# Ein neuer Mailserver muss her, und macht Probleme...

## haegar87

Hallo alle zusammen,

nachdem mein letzter Mailserver abgeschmiert ist, und alle meine mails weg sind, muss ich ihn neu machen.

Ich hab mich dafür entschlossen ihn in einer seperaten Maschine (XEN) laufen zu lassen.

Soweit steht das System jetzt, meine Frage bleibt einzig und allein, was brauche ich?

Also ich möchte/erwarte von meinem neuen Mailserver folgendes:

1. Abholung der Mails von meinem gmx Postfach

2. Durchsuchen der Mails auf Viren

3. Rausfiltern des Spams (am besten in einen Order Spam verschieben, nicht löschen)

4. Aufgrund weiterer Filterregeln die Mails sortieren (Absender, Betreff etc.)

5. Die Mails in einem IMAP Server legen

6. Via Webmail darauf zugreifen um Emails zu lesen/schreiben/beantworten

Nun etwas genauer zu den einzelnen Punkten:

1. Abholung der Mails von meinem gmx Postfach

Ich denke dazu müsste eigentlich das simple fetchmail reichen?

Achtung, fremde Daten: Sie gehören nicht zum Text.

PR #7844, opened 2023-02-12
qr_code_generator, bump version

Begasus:


Begasus:
@diversys any reason to keep the static library for this? (previous version only provided the static one, this one only provides the shared libraries for the C and C++ version)

PR #7861, opened 2023-02-18
media-sound/ocp: Version bump

mywave82:
version 0.2.103


augiedoggie:
It would be better to do a `git mv` when updating these.  It makes reviewing much easier when you can see the changes between the old and new recipes.

I think you can `git rm` the old versions of this recipe.  It should be safe...

mywave82:
I will fix in the future

mywave82:
rename + update in the same commit

PR #42, opened 2022-04-08
Remove `once_cell` dependency by using `const_mutex`

SabrinaJewson:
`parking_lot` has the nice property that mutexes can be constructed in a `const` context, allowing `Lazy` to be avoided here.


complexspaces (approved):
Thanks!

2. Durchsuchen der Mails auf Viren

Hmm, das ist unter Linux komplettes Neuland für mich, aber ich hab viel von ClamAV gehört...

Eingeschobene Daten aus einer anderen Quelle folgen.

Issue #39, opened 2022-03-20
The copied data isn't available after the program exits on X11


ArturKovacs:
As was described at https://github.com/1Password/arboard/issues/37#issuecomment-1072407160

ArturKovacs:
@kjvalencik could you paste the example code and describe how to reproduce the issue?

guihkx:
Wait, isn't this by design on X11, though? 🤔 

I remember having to deal with this issue when I started Linux, and the response to this was always: "it's by design, use a clipboard manager".

To be fair, this was more than 8 years ago, so things could have changed now...

Also, this doesn't seem to affect all desktop environments. For instance, on GNOME, it appears that they have implemented a clipboard manager directly in their compositor (https://gitlab.gnome.org/GNOME/mutter/-/merge_requests/320), which I assume, is there to keep the clipboard content persistent, like on Windows.

So, running @kjvalencik's  last example, the clipboard contents are actually preserved on my machine (by the way, there's a `;` at the end of line 3).

- Arch Linux
- GNOME 41.5
- X11 session

kjvalencik:
@guihkx That's interesting! I'm on a somewhat older version, Gnome 3.36.8; however, that merge request was added in 3.34 and should be present on my system. Installing gpaste did not seem to fix it.

So maybe it's not a bug in `arboard` and just a limitation of X11 and other software versions.

guihkx:
Hmm... Aren't you using Linux Mint, though?

As far as I'm aware, Mint only offers 3 desktop environments: Cinnamon, MATE and XFCE. They all have different window managers/compositors, and none of them uses mutter, from GNOME.

* Cinnamon: [Muffin](https://github.com/linuxmint/muffin)
* MATE: [Marco](https://github.com/mate-desktop/marco)
* XFCE: [xfwm4](https://gitlab.xfce.org/xfce/xfwm4)

PR #43, opened 2022-04-08
Support waiting on the clipboard to be overwritten on Linux

SabrinaJewson:
Note: Untested on Wayland.

Fixes: #39

### DIFF
--- a/examples/daemonize.rs
+++ b/examples/daemonize.rs
@@ -7,9 +7,13 @@ use arboard::ClipboardExtLinux;
 use simple_logger::SimpleLogger;
 use std::{env, error::Error, process};
 
+// An argument that can be passed into the program to signal that it should daemonize itself. This
+// can be anything as long as it is unlikely to be passed in by the user by mistake.
+const DAEMONIZE_ARG: &str = "__internal_daemonize";
+
 fn main() -> Result<(), Box<dyn Error + Send + Sync>> {
 	#[cfg(target_os = "linux")]
-	if env::args().nth(1).as_deref() == Some("__internal_daemonize") {
+	if env::args().nth(1).as_deref() == Some(DAEMONIZE_ARG) {
 		Clipboard::new()?.set_text_wait("Hello, world!".into())?;
 		return Ok(());
 	}
@@ -18,7 +22,7 @@ fn main() -> Result<(), Box<dyn Error + Send + Sync>> {
 
 	if cfg!(target_os = "linux") {
 		process::Command::new(env::current_exe()?)
-			.arg("__internal_daemonize")
+			.arg(DAEMONIZE_ARG)
 			.stdin(process::Stdio::null())
 			.stdout(process::Stdio::null())
 			.stderr(process::Stdio::null())
--- a/examples/daemonize.rs
+++ b/examples/daemonize.rs
@@ -18,7 +18,7 @@ fn main() -> Result<(), Box<dyn Error + Send + Sync>> {
 		.stdin(process::Stdio::null())
 		.stdout(process::Stdio::null())
 		.stderr(process::Stdio::null())
-        .current_dir("/")
+		.current_dir("/")
 		.spawn()?;
 
 	Ok(())
--- a/examples/daemonize.rs
+++ b/examples/daemonize.rs
@@ -1,0 +1,25 @@
+//! Example showcasing the use of `set_text_wait` and spawning a daemon to allow the clipboard's
+//! contents to live longer than the process on Linux.
+
+use arboard::{Clipboard, ClipboardExtLinux};
+use simple_logger::SimpleLogger;
+use std::{env, error::Error, process};
+
+fn main() -> Result<(), Box<dyn Error + Send + Sync>> {
+	if env::args().nth(1).as_deref() == Some("__internal_daemonize") {
+		Clipboard::new()?.set_text_wait("Hello, world!".into()).unwrap();
+		return Ok(());
+	}
+
+	let _logger = SimpleLogger::new().init().unwrap();
+
+	process::Command::new(dbg!(env::current_exe()?))
+		.arg("__internal_daemonize")
+		.stdin(process::Stdio::null())
+		.stdout(process::Stdio::null())
+		.stderr(process::Stdio::null())
+        .current_dir("/")
+		.spawn()?;
+
+	Ok(())
+}
--- a/examples/daemonize.rs
+++ b/examples/daemonize.rs
@@ -13,7 +13,7 @@ fn main() -> Result<(), Box<dyn Error + Send + Sync>> {
 
 	let _logger = SimpleLogger::new().init().unwrap();
 
-	process::Command::new(dbg!(env::current_exe()?))
+	process::Command::new(env::current_exe()?)
 		.arg("__internal_daemonize")
 		.stdin(process::Stdio::null())
 		.stdout(process::Stdio::null())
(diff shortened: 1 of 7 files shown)


MattX:
Thanks, I think this would be really useful–under most X11 desktop environments, this is probably what most users want to call. For what it's worth, the code looks good to me!

Have you considered adding a timeout (probably fairly easy using `wait_timeout`)? I have a use case that would benefit from that: I want to give a few hundred ms to a clipboard manager to take the clipboard over, and just fail otherwise instead of hanging.

SabrinaJewson:
I did originally have `wait_timeout`, but removed it when I realized that `wl-clipboard-rs` doesn't support the operation. Maybe it's something that could be added in future though, if `wl-clipboard-rs` gets that functionality.

MattX:
Ah, that's unfortunate but it makes sense.

complexspaces:
Hey, thanks for the PR! I'll try and make some time this week to review what's here.

complexspaces (commented):
Overall, I think this seems like a solid proposal. I've left a few very small nits. I apologize for the delay getting around to this as well 😞.

 I'm curious to see if @arturmartins or @mathieulj have any strong opinions one way or another.

examples/daemonize.rs
```diff
@@ -0,0 +1,32 @@
...
+
+use arboard::Clipboard;
+#[cfg(target_os = "linux")]
+use arboard::ClipboardExtLinux;
+use simple_logger::SimpleLogger;
+use std::{env, error::Error, process};
+
+fn main() -> Result<(), Box<dyn Error + Send + Sync>> {
+	#[cfg(target_os = "linux")]
+	if env::args().nth(1).as_deref() == Some("__internal_daemonize") {
```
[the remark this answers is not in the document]
SabrinaJewson: Good idea!

SabrinaJewson:
I think I still prefer my version of that API, because to me it makes sense that setting the clipboard and waiting for the serving to complete should be a single atomic operation. The combined API also might enable a future optimization of not spawning another thread when it’s not necessary, which may be desirable.

Another option is to create a builder API [like `wl-clipboard-rs` has](https://docs.rs/wl-clipboard-rs/latest/wl_clipboard_rs/copy/struct.Options.html). This avoids the method duplication problem and the current functions can still coexist as convenience functions.

> With Wayland, we could just re-implement the thread spawn that it does internally based on if `foreground` is set or not.

What do you mean by this? Are you saying that we’d always set `foreground` to run it in our own background thread and then somehow communicate with that thread inside `wait_for_change`?

SabrinaJewson:
I’ve now added a builder API to help address the combinatorial explosion problem. Basically, instead of `clipboard.set_wait(text)` you will now call `clipboard.set().wait(text)`. A sketch of the new API is below:

```rs
impl Clipboard {
    // Same methods as before, now rendered shortcut methods
    fn get_text(&mut self) -> Result<String, Error> { self.get().text() }
    fn set_text(&mut self, text: String) -> Result<(), Error> { self.set().text(text) }
    fn get_image(&mut self) -> Result<ImageData<'static>, Error> { self.get().image() }
    fn set_image(&mut self, image: ImageData<'_>) -> Result<(), Error> { self.set().image(image) }

    fn get(&mut self) -> Get<'_>;
    fn set(&mut self) -> Set<'_>;
}

impl<'clipboard> Get<'clipboard> {
    fn text(self) -> Result<String, Error>;
    fn image(self) -> Result<ImageData<'static>, Error>;
    // Linux-only via GetExtLinux
    fn text_with_clipboard(self, selection: LinuxClipboardKind) -> Result<String, Error>;
}

impl<'clipboard> Set<'clipboard> {
    fn text(self, text: String) -> Result<(), Error>;
    fn image(self, image: ImageData<'_>) -> Result<(), Error>;
    // Linux-only via SetExtLinux
    fn wait(self) -> Self;
    fn text_with_clipboard(self, text: String, selection: LinuxClipboardKind) -> Result<(), Error>;
}
```

Also, I noticed that `x11_clipboard`, `wayland_data_control_clipboard`, `osx_clipboard` and `windows_clipboard` were declared `pub mod`s in the source code — I’m assuming this is a mistake, since they’re very low-level. This commit also makes them private. I break the API of `X11ClipboardContext` in `x11_clipboard` anyway so I think it’s for the better.

src/common_linux.rs
```diff
@@ -116,38 +120,28 @@ pub trait ClipboardExtLinux {
 }
 
 impl ClipboardExtLinux for super::Clipboard {
```
complexspaces, line 122: If a new major version is required anyway, I don't think there is much reason to keep this trait after the other new API additions. A user would already need to import a trait to use different clipboards so this one has no extra value AFAICT. Do you agree?

src/lib.rs
```diff
@@ -107,6 +173,15 @@ impl Clipboard {
 #[cfg(test)]
 #[test]
 fn all_tests() {
+	use std::{
+		sync::{
+			atomic::{self, AtomicBool},
+			Arc,
```
complexspaces, line 179: I believe this `Arc` import needs moved into the Linux specific tests block to clean resolve these warnings. Thanks for tidying these up too!

complexspaces (changes requested):
This looks great overall! Thank you for the extra time needed for implementing the builder pattern. 

I really like it and I think it will be useful for adding clipboard parameters to macOS and Windows in the future too.

complexspaces:
> Also, I noticed that x11_clipboard, wayland_data_control_clipboard, osx_clipboard and windows_clipboard were declared pub mods in the source code  — I’m assuming this is a mistake, since they’re very low-level...

That would be my best assumption, too. They seem like a remnant of the pattern that `rust-clipboard` originally had, but that would be a question for @ArturKovacs.

### Compatibility report:
- X11: None of the extra returned structures are useful at all. There are no APIs which use them. `X11ClipboardContext` is actually less-useful than the high-level `Clipboard` due to the lack of the extension trait.
- Wayland: `WaylandDataControlClipboardContext` can be constructed and used, but it doesn't provide any more features than the high-level `Clipboard`.
- macOS: `OSXClipboardCOntext` can't be constructed or used. There is also the `class` function, which removing from the public API would be a win too.
- Windows: `WindowsClipboardContext` can be constructed, but there is nothing a user could do with it.

complexspaces (approved):

src/common_linux.rs
```diff
@@ -166,56 +111,142 @@ impl LinuxClipboard {
...
 
-	/// Fetches utf-8 text from the clipboard and returns it.
-	pub fn get_text(&mut self) -> Result<String, Error> {
-		match self {
-			Self::X11(cb) => cb.get_text(),
+	pub(crate) fn text(self) -> Result<String, Error> {
+		self.text_with_clipboard(LinuxClipboardKind::Clipboard)
+	}
 
+	fn text_with_clipboard(self, selection: LinuxClipboardKind) -> Result<String, Error> {
```
mathieulj, line 129: This might not be usable for image data and departs a little further from the previous API but I'm interested in hearing your thoughts; could we also use the builder pattern for this one?

Ex. 
```rust	
pub(crate) fn new(clipboard: &'clipboard mut Clipboard) -> Self {
    Self { 
        clipboard,
        selection: LinuxClipboardKind::Clipboard
    }
}
```
```rust
fn clipboard(self, selection: LinuxClipboardKind) -> Self {
    Self {
        selection, 
        ..self
    }
}
```

```rust
ctx.set().clipboard(LinuxClipboardKind::Clipboard).text(TEXT1.to_string()).unwrap();
```

mathieulj (approved):
Thank you for being patient with me, great work.

src/common_linux.rs
SabrinaJewson: Originally I did have that API, but then I thought that because previously that because this library didn’t provide the functionality, X11 and Wayland didn’t support image data on primary and secondary clipboards. But it seems they do, so I’ve implemented that now!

3. Rausfiltern des Spams (am besten in einen Order Spam verschieben, nicht löschen)

s.o. nur das ich da von SpamAssistant gehört habe  :Wink: 

4. Aufgrund weiterer Filterregeln die Mails sortieren (Absender, Betreff etc.)

hmm, bisher hab ich procmail benutzt... allerdings stört mich daran, dass ich die Filterregeln mühselig über eine Config Datei einstellen muss.. gibts dafür vielleicht ein Frontend? Am besten web-basierend..

5. Die Mails in einem IMAP Server legen

Bisher habe ich dazu Dovecot benutzt... 

6. Via Webmail darauf zugreifen um Emails zu lesen/schreiben/beantworten

Bisher wurde Roundcube benutzt, allerdings bin ich damit nicht wirklich zufrienden, deshalb habe ich mich umgeschaut und HORDE gefunden.

Aber hier verwirrt mich Gentoo ^^ 

Auf der HP (von HORDE) steht ich brauche horde & horde-imp ... gentoo bietet beides an... zusätzlich gibt es aber noch ein Paket horde-webmail ?!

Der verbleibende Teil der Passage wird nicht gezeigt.